◆ Task to complete ◆
Having read the entries, repeat all of them exactly.

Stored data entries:
··········

PR #664, opened 2019-07-30
HARP-6638: Continuous redraws in MapView

okanishchev:
Phased loader can't load generated tiles, and reports they are not finished, producing continuous redraws.

### DIFF
--- a/@here/harp-mapview-decoder/lib/TileDataSource.ts
+++ b/@here/harp-mapview-decoder/lib/TileDataSource.ts
@@ -156,6 +156,7 @@ export class TileDataSource<TileType extends Tile> extends DataSource {
             storageLevelOffset: this.m_options.storageLevelOffset
         });
 
+        this.useGeometryLoader = true;
         this.cacheable = true;
         this.m_tileLoaderCache = new LRUCache<number, TileLoader>(this.getCacheCount());
     }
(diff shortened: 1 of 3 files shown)


@here/harp-debug-datasource/lib/DebugTileDataSource.ts
```diff
@@ -113,6 +113,8 @@ export class DebugTile extends Tile {
 }
 
 export class DebugTileDataSource extends DataSource {
+    readonly loadable = false;
```
StefanDachwitz: This is kinda hacky, it overrides the non-writable value in the base class. It works, but is bad style. Better:
* make "loadable" protected in base class
* set this.loadable in the constructors to false
* please rename "loadable" to "useGeometryLoader"

okanishchev: Good point, thanks!

okanishchev:
@ninok, I also think so, but there are some misconception with the name TileDataSource.
For example, BackgroundDataSource actually provides tiles, so should it inherit TileDataSource? Perhaps DebugTileDataSource?

It provides functionality for loading and decoding tiles, so it would be more convinient to name it something like LoadableDataSource.

ninok:
> @ninok, I also think so, but there are some misconception with the name TileDataSource.
> For example, BackgroundDataSource actually provides tiles, so should it inherit TileDataSource? Perhaps DebugTileDataSource?
> 
> It provides functionality for loading and decoding tiles, so it would be more convinient to name it something like LoadableDataSource.

Yeah, the name is confusing and LoadableDataSource might be a better name.
My point was just that the implementer of a data-source should not need to care if a geometry loader is used or not. You either choose to derive from DataSource(when creating three.js objects) or TileDataSource (when creating decoded tiles).

PR #672, opened 2019-07-31
HARP-6663: Improve performance by reducing tile subdivisions

okanishchev:


@here/harp-mapview/lib/FrustumIntersection.ts
```diff
@@ -130,6 +133,11 @@ export class FrustumIntersection {
                 continue;
             }
 
+            const proceed = dataSources.some((ds, i) => ds.shouldSubdivide(zoomLevels[i], tileKey));
```
kkostecki: Oleksii I guess we could move this section, as also condition above just before uniqueKey getter, this would be even faster, wright? Otherwise looks good!

okanishchev:
@kkostecki, the good thing here, is that storageLevelOffset is used to get right zoomlevel by dataSource.getDisplayZoomLevel, so it's already computed. That's why there are special zoomlevel for every datasource in array.

@here/harp-mapview/lib/FrustumIntersection.ts
okanishchev: Yes, we can, as well as the section with maxTileLevel above. But I think this unique key is something like sanity check needed for development and beleive it can be completely removed for production build somehow. Anyway we can ping @atomicsulfate for more information about that.

okanishchev:
Don't see any issues in mapview demo, but I'd prefer to receive more feedback from people.

@here/harp-mapview/lib/FrustumIntersection.ts
ninok: The uniqueKey is for wrap around at the antimeridian(date border) and basically just tilekey and offset packed into one number.
It is needed to distinguish the wraped tiles from the "original" tiles.
So please move your code up.

@here/harp-mapview/lib/DataSource.ts
```diff
@@ -329,6 +329,19 @@ export abstract class DataSource extends THREE.EventDispatcher {
...
+    /**
+     * Returns `true` if [[MapView]] should traverse tiles further with given [[TileKey]] and
+     * zoom level.
+     *
+     * @param zoomLevel The zoom level of the [[MapView]].
+     * @param tileKey The unique identifier for a map tile.
+     * @returns `true` if the subtiles of the given [[TileKey]] should be
+     * checked for collisions.
+     */
+    shouldSubdivide(zoomLevel: number, tileKey: TileKey): boolean {
```
nzjony: I don't think this method is necessary in DataSource, it is fine enough to have it in the FrustumIntersection

@here/harp-mapview/lib/FrustumIntersection.ts
```diff
@@ -120,16 +123,21 @@ export class FrustumIntersection {
             }
 
             const tileKey = tileEntry.tileKey;
+            if (tileKey.level > maxTileLevel) {
```
nzjony: Why not just have a condition, i
`if (tileKey.level === maxTileLevel) {
continue;
}`
I don't understand the need for iterating over the datasources.

nzjony: @atomicsulfate , you also worked on this? Is this acceptable?

okanishchev: @nzjony, this enables custom culling on datasources, defined not only by zoomlevel.
For example, in poles datasource you don't ever want to check tiles outside of pole radius,
https://github.com/heremaps/harp.gl/pull/653/files#diff-1b0ff12045051a049d60bf7d1c58e4a3R140

okanishchev: besides, only this change reduces overall subdivisions per frame. I didn't check why, but it is

@here/harp-mapview/lib/DataSource.ts
okanishchev: The idea here is to allow datasources to skip tile subdivision, defined by datasource's own rules

@here/harp-mapview/lib/FrustumIntersection.ts
nzjony: Shouldn't this then be a property of the TilingScheme and not the DataSource? I guess the poles have some custom TilingScheme, i think it makes more sense to have it there no?

okanishchev: No.
For polar datasource, the transverse Mercator projection is used along with regular quadtree. With that scheme, all the spherical space except two regions at (0, -90), (0, +90) is defined and can be addressed. And for pole datasource, it is vital only to have north and south pole addressed (+90, 0), (-90, 0) with a radius of ~5 degrees.
So, although it sounds like a good idea, this can't be defined in terms of TilingScheme

nzjony: Just add the method to TilingScheme, and have a PolarTilingScheme inherit from the TransverseMercatorProjection?
Would make more sense that having the DataSource knowing if it should subdivide or not.

okanishchev: It's a bad idea because we can start to spam tiling schemas here and there, while we actually want to reduce them due to high traverse complexity.
If in other way you'd have two equal schemas traversed once, with this approach you'll have two different schemas traversed twice.

nzjony: I don't quite follow, you have a polarTilingScheme:

```
export const polarTilingScheme = new TilingScheme(
    quadTreeSubdivisionScheme,
    transverseMercatorProjection
);
```

This will be treated separately in the VisibleTileSet, so you anyway have to traverse it separately from the other TilingSchemes, why would specializing this further cause a double traversal?

okanishchev: You can add another datasource with same tiling scheme, but different clipping rules, and traversing would occur only once. But I see your point, if we skip some tiles completely, wouldn't it be different tiling scheme? May be. It's a topic for discussion and testing

ninok: @nzjony Having the shouldSubdivide in the DataSource is much more flexible as having it in the tiling scheme. Imagine a usecase where you depending on the data in a tile dynamically decide that you don't want to subdivide any further. This could not be done if the shouldSubdivide is in the TilingScheme

nzjony: All good, I anyway approved these changes on the 5th of August, so I don't know why it wasn't submitted.

okanishchev:
Done in #653

PR #677, opened 2019-08-01
HARP-6654: Move creation of credential.js to build-bundle step

ninok:


package.json
```diff
@@ -35,7 +35,7 @@
         "start": "webpack-dev-server -d --config @here/harp-examples/webpack.config.js",
         "build": "npm run build-bundle && npm run build-examples",
         "build-examples": "webpack -d --config @here/harp-examples/webpack.config.js",
-        "build-bundle": "cd @here/harp.gl && webpack",
+        "build-bundle": "ts-node ./scripts/credentials.ts && cd @here/harp.gl && webpack",
```
zbigg: This should be actually, part of `build-examples`.
This `credentials.js` file is by no means connected with bundle, but is a dependency of generated examples.

ninok: But it is only used in the example that uses the bundle and when just building the examples the bundle is not build.
Nevertheless it doesn't matter. I can move it to the example build.

ninok: This was still not fixing the issue. I guess there is also sth. wrong in our lovely webpack config.

PR #678, opened 2019-08-01
HARP-6605: Added map-repeat param to MapView.

bohdanhorpynchuk:
Signed-off-by: bohdanhorpynchuk <ext-bogdan.gorpynchuk@here.com>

··········

◆ Answer section ◆
PR #664, opened 2019-07-30
HARP-6638: Continuous redraws in MapView

okanishchev:
Phased loader can't load generated tiles, and reports they are not finished, producing continuous redraws.

### DIFF
--- a/@here/harp-mapview-decoder/lib/TileDataSource.ts
+++ b/@here/harp-mapview-decoder/lib/TileDataSource.ts
@@ -156,6 +156,7 @@ export class TileDataSource<TileType extends Tile> extends DataSource {
             storageLevelOffset: this.m_options.storageLevelOffset
         });
 
+        this.useGeometryLoader = true;
         this.cacheable = true;
         this.m_tileLoaderCache = new LRUCache<number, TileLoader>(this.getCacheCount());
     }
(diff shortened: 1 of 3 files shown)


@here/harp-debug-datasource/lib/DebugTileDataSource.ts
```diff
@@ -113,6 +113,8 @@ export class DebugTile extends Tile {
 }
 
 export class DebugTileDataSource extends DataSource {
+    readonly loadable = false;
```
StefanDachwitz: This is kinda hacky, it overrides the non-writable value in the base class. It works, but is bad style. Better:
* make "loadable" protected in base class
* set this.loadable in the constructors to false
* please rename "loadable" to "useGeometryLoader"

okanishchev: Good point, thanks!

okanishchev:
@ninok, I also think so, but there are some misconception with the name TileDataSource.
For example, BackgroundDataSource actually provides tiles, so should it inherit TileDataSource? Perhaps DebugTileDataSource?

It provides functionality for loading and decoding tiles, so it would be more convinient to name it something like LoadableDataSource.

ninok:
> @ninok, I also think so, but there are some misconception with the name TileDataSource.
> For example, BackgroundDataSource actually provides tiles, so should it inherit TileDataSource? Perhaps DebugTileDataSource?
> 
> It provides functionality for loading and decoding tiles, so it would be more convinient to name it something like LoadableDataSource.

Yeah, the name is confusing and LoadableDataSource might be a better name.
My point was just that the implementer of a data-source should not need to care if a geometry loader is used or not. You either choose to derive from DataSource(when creating three.js objects) or TileDataSource (when creating decoded tiles).

PR #672, opened 2019-07-31
HARP-6663: Improve performance by reducing tile subdivisions

okanishchev:


@here/harp-mapview/lib/FrustumIntersection.ts
```diff
@@ -130,6 +133,11 @@ export class FrustumIntersection {
                 continue;
             }
 
+            const proceed = dataSources.some((ds, i) => ds.shouldSubdivide(zoomLevels[i], tileKey));
```
kkostecki: Oleksii I guess we could move this section, as also condition above just before uniqueKey getter, this would be even faster, wright? Otherwise looks good!

okanishchev:
@kkostecki, the good thing here, is that storageLevelOffset is used to get right zoomlevel by dataSource.getDisplayZoomLevel, so it's already computed. That's why there are special zoomlevel for every datasource in array.

@here/harp-mapview/lib/FrustumIntersection.ts
okanishchev: Yes, we can, as well as the section with maxTileLevel above. But I think this unique key is something like sanity check needed for development and beleive it can be completely removed for production build somehow. Anyway we can ping @atomicsulfate for more information about that.

okanishchev:
Don't see any issues in mapview demo, but I'd prefer to receive more feedback from people.

@here/harp-mapview/lib/FrustumIntersection.ts
ninok: The uniqueKey is for wrap around at the antimeridian(date border) and basically just tilekey and offset packed into one number.
It is needed to distinguish the wraped tiles from the "original" tiles.
So please move your code up.

@here/harp-mapview/lib/DataSource.ts
```diff
@@ -329,6 +329,19 @@ export abstract class DataSource extends THREE.EventDispatcher {
...
+    /**
+     * Returns `true` if [[MapView]] should traverse tiles further with given [[TileKey]] and
+     * zoom level.
+     *
+     * @param zoomLevel The zoom level of the [[MapView]].
+     * @param tileKey The unique identifier for a map tile.
+     * @returns `true` if the subtiles of the given [[TileKey]] should be
+     * checked for collisions.
+     */
+    shouldSubdivide(zoomLevel: number, tileKey: TileKey): boolean {
```
nzjony: I don't think this method is necessary in DataSource, it is fine enough to have it in the FrustumIntersection

@here/harp-mapview/lib/FrustumIntersection.ts
```diff
@@ -120,16 +123,21 @@ export class FrustumIntersection {
             }
 
             const tileKey = tileEntry.tileKey;
+            if (tileKey.level > maxTileLevel) {
```
nzjony: Why not just have a condition, i
`if (tileKey.level === maxTileLevel) {
continue;
}`
I don't understand the need for iterating over the datasources.

nzjony: @atomicsulfate , you also worked on this? Is this acceptable?

okanishchev: @nzjony, this enables custom culling on datasources, defined not only by zoomlevel.
For example, in poles datasource you don't ever want to check tiles outside of pole radius,
https://github.com/heremaps/harp.gl/pull/653/files#diff-1b0ff12045051a049d60bf7d1c58e4a3R140

okanishchev: besides, only this change reduces overall subdivisions per frame. I didn't check why, but it is

@here/harp-mapview/lib/DataSource.ts
okanishchev: The idea here is to allow datasources to skip tile subdivision, defined by datasource's own rules

@here/harp-mapview/lib/FrustumIntersection.ts
nzjony: Shouldn't this then be a property of the TilingScheme and not the DataSource? I guess the poles have some custom TilingScheme, i think it makes more sense to have it there no?

okanishchev: No.
For polar datasource, the transverse Mercator projection is used along with regular quadtree. With that scheme, all the spherical space except two regions at (0, -90), (0, +90) is defined and can be addressed. And for pole datasource, it is vital only to have north and south pole addressed (+90, 0), (-90, 0) with a radius of ~5 degrees.
So, although it sounds like a good idea, this can't be defined in terms of TilingScheme

nzjony: Just add the method to TilingScheme, and have a PolarTilingScheme inherit from the TransverseMercatorProjection?
Would make more sense that having the DataSource knowing if it should subdivide or not.

okanishchev: It's a bad idea because we can start to spam tiling schemas here and there, while we actually want to reduce them due to high traverse complexity.
If in other way you'd have two equal schemas traversed once, with this approach you'll have two different schemas traversed twice.

nzjony: I don't quite follow, you have a polarTilingScheme:

```
export const polarTilingScheme = new TilingScheme(
    quadTreeSubdivisionScheme,
    transverseMercatorProjection
);
```

This will be treated separately in the VisibleTileSet, so you anyway have to traverse it separately from the other TilingSchemes, why would specializing this further cause a double traversal?

okanishchev: You can add another datasource with same tiling scheme, but different clipping rules, and traversing would occur only once. But I see your point, if we skip some tiles completely, wouldn't it be different tiling scheme? May be. It's a topic for discussion and testing

ninok: @nzjony Having the shouldSubdivide in the DataSource is much more flexible as having it in the tiling scheme. Imagine a usecase where you depending on the data in a tile dynamically decide that you don't want to subdivide any further. This could not be done if the shouldSubdivide is in the TilingScheme

nzjony: All good, I anyway approved these changes on the 5th of August, so I don't know why it wasn't submitted.

okanishchev:
Done in #653

PR #677, opened 2019-08-01
HARP-6654: Move creation of credential.js to build-bundle step

ninok:


package.json
```diff
@@ -35,7 +35,7 @@
         "start": "webpack-dev-server -d --config @here/harp-examples/webpack.config.js",
         "build": "npm run build-bundle && npm run build-examples",
         "build-examples": "webpack -d --config @here/harp-examples/webpack.config.js",
-        "build-bundle": "cd @here/harp.gl && webpack",
+        "build-bundle": "ts-node ./scripts/credentials.ts && cd @here/harp.gl && webpack",
```
zbigg: This should be actually, part of `build-examples`.
This `credentials.js` file is by no means connected with bundle, but is a dependency of generated examples.

ninok: But it is only used in the example that uses the bundle and when just building the examples the bundle is not build.
Nevertheless it doesn't matter. I can move it to the example build.

ninok: This was still not fixing the issue. I guess there is also sth. wrong in our lovely webpack config.

PR #678, opened 2019-08-01
HARP-6605: Added map-repeat param to MapView.

bohdanhorpynchuk:
Signed-off-by: bohdanhorpynchuk <ext-bogdan.gorpynchuk@here.com>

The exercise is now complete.